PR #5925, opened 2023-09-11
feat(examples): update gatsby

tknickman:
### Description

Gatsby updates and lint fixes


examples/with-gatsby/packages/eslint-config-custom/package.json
+---+
Track down every line of the material containing the string "examples", and copy it.

Exercise output
feat(examples): update gatsby
examples/with-gatsby/packages/eslint-config-custom/package.json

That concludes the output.